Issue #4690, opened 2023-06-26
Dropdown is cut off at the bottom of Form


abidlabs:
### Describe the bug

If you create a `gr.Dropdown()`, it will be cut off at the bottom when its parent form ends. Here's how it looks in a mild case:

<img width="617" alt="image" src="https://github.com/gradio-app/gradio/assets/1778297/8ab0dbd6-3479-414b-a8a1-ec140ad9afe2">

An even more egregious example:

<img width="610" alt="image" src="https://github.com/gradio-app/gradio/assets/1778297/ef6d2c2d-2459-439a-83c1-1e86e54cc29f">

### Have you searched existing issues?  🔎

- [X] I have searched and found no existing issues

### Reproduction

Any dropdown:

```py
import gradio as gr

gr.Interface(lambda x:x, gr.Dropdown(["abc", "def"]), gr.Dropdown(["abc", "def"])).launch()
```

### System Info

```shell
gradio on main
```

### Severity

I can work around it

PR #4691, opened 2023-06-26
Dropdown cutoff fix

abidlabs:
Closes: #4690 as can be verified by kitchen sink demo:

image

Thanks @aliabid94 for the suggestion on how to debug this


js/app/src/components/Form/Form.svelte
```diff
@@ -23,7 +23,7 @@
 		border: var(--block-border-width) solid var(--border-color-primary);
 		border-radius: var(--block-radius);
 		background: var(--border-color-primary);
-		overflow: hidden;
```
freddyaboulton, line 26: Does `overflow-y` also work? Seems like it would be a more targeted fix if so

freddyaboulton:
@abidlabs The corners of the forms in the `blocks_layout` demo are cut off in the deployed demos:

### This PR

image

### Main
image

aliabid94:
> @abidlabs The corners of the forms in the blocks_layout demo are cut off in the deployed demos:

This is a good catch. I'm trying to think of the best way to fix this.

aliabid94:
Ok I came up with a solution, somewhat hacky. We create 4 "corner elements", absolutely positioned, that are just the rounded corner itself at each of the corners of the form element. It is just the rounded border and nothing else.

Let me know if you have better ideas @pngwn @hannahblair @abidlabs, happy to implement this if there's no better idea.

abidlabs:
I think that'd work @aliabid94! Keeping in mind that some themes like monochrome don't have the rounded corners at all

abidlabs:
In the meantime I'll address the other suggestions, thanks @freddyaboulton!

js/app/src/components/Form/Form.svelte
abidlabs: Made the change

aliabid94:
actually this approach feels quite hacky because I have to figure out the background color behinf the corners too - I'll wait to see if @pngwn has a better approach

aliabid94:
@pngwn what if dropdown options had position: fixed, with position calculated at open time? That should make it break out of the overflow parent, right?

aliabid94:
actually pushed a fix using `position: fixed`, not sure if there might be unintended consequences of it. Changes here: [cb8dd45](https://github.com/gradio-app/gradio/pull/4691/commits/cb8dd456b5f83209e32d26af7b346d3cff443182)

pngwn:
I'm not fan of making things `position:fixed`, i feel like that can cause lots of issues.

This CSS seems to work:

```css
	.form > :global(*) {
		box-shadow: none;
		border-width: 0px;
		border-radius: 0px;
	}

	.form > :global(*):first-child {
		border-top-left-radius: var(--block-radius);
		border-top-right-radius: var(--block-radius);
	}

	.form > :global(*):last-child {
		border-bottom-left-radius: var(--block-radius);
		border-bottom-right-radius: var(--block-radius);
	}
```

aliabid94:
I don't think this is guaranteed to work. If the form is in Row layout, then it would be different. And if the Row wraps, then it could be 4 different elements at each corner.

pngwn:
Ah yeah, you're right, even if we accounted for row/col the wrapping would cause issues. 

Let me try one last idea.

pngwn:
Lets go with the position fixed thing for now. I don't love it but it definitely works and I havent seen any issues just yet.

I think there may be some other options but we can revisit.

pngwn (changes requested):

━━━━━━━━━━━━━━━━━━━━━━━━━━━━━━

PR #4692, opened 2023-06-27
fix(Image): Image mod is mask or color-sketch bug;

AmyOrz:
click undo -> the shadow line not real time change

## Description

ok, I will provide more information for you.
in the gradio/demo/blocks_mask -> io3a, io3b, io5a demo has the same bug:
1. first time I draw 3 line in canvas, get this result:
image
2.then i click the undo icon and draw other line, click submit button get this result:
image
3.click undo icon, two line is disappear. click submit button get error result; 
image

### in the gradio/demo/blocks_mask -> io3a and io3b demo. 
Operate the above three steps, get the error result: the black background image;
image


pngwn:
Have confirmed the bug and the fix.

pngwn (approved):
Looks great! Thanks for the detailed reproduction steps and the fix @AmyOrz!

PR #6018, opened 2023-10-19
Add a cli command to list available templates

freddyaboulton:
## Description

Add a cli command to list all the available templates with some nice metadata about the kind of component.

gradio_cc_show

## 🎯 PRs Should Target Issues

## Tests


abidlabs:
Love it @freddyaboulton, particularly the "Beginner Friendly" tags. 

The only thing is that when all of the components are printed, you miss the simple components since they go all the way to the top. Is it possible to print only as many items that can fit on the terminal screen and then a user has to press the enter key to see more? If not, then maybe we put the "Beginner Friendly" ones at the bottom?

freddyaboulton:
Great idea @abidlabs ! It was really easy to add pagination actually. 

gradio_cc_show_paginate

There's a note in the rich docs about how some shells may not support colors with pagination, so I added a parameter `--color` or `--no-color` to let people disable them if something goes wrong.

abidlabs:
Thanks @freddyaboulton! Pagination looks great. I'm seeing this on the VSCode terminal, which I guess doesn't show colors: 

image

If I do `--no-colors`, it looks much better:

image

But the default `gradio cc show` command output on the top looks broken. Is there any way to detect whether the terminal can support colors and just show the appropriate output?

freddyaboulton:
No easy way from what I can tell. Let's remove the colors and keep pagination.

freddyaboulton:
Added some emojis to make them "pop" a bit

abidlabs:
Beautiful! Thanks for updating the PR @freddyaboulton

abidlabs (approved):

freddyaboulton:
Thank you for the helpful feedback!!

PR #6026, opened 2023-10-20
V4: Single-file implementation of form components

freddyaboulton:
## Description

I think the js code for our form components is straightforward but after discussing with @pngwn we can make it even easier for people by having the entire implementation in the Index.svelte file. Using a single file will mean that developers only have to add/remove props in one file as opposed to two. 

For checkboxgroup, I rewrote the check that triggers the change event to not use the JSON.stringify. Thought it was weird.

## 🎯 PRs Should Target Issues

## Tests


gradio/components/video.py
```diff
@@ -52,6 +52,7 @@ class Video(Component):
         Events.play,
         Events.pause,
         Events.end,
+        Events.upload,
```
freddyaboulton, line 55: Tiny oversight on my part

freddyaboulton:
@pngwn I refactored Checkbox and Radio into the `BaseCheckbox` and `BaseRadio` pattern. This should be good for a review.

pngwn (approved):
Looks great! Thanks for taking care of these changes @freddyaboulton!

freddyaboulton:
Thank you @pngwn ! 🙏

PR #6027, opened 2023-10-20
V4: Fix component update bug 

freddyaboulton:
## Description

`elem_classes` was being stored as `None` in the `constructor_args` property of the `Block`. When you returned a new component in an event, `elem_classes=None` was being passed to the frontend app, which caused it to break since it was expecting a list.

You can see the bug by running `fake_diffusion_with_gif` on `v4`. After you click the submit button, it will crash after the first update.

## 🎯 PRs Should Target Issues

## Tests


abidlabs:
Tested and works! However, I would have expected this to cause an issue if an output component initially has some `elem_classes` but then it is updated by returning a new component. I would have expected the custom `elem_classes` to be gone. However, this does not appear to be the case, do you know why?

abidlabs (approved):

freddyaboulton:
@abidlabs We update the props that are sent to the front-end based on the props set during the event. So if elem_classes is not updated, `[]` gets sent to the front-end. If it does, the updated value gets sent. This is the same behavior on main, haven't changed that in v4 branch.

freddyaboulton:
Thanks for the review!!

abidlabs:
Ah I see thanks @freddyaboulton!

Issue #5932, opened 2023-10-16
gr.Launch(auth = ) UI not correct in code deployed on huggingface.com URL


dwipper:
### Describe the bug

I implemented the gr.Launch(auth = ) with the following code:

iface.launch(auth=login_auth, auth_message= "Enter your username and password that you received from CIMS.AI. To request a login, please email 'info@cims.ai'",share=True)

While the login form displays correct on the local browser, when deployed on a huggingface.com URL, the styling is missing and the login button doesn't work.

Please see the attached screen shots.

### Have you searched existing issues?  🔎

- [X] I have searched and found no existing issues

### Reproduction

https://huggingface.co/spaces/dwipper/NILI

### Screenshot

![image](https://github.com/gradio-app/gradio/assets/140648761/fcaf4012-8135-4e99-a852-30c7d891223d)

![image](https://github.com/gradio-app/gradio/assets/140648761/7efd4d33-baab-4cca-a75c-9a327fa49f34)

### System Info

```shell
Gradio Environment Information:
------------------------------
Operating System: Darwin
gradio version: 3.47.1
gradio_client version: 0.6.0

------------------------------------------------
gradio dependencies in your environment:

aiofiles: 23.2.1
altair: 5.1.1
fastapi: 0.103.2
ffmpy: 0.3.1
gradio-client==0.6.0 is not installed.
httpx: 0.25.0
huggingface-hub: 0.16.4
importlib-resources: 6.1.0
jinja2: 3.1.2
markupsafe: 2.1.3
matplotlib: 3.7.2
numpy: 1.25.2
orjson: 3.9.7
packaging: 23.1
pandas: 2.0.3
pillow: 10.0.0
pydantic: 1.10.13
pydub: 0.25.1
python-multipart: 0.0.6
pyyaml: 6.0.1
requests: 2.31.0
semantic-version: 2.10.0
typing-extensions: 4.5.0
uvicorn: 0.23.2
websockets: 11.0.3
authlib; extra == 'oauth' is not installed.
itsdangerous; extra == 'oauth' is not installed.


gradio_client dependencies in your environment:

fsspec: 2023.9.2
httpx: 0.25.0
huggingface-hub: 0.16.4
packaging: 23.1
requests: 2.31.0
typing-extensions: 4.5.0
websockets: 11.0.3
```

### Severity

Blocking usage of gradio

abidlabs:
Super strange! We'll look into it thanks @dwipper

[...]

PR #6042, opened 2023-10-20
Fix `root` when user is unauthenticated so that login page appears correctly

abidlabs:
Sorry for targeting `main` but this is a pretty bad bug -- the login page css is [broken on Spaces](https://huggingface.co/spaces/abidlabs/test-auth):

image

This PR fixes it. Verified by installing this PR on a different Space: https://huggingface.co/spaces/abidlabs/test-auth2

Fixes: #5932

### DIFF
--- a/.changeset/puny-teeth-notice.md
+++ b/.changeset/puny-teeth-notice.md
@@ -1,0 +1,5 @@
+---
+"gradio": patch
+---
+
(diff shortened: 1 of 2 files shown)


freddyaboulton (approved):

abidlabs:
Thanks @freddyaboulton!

━━━━━━━━━━━━━━━━━━━━━━━━━━━━━━

PROBLEM TO WORK ON :: Lines in the records above that carry the word "oauth" are to be located and copied.

RESULT FOR THIS TASK ::
authlib; extra == 'oauth' is not installed.
itsdangerous; extra == 'oauth' is not installed.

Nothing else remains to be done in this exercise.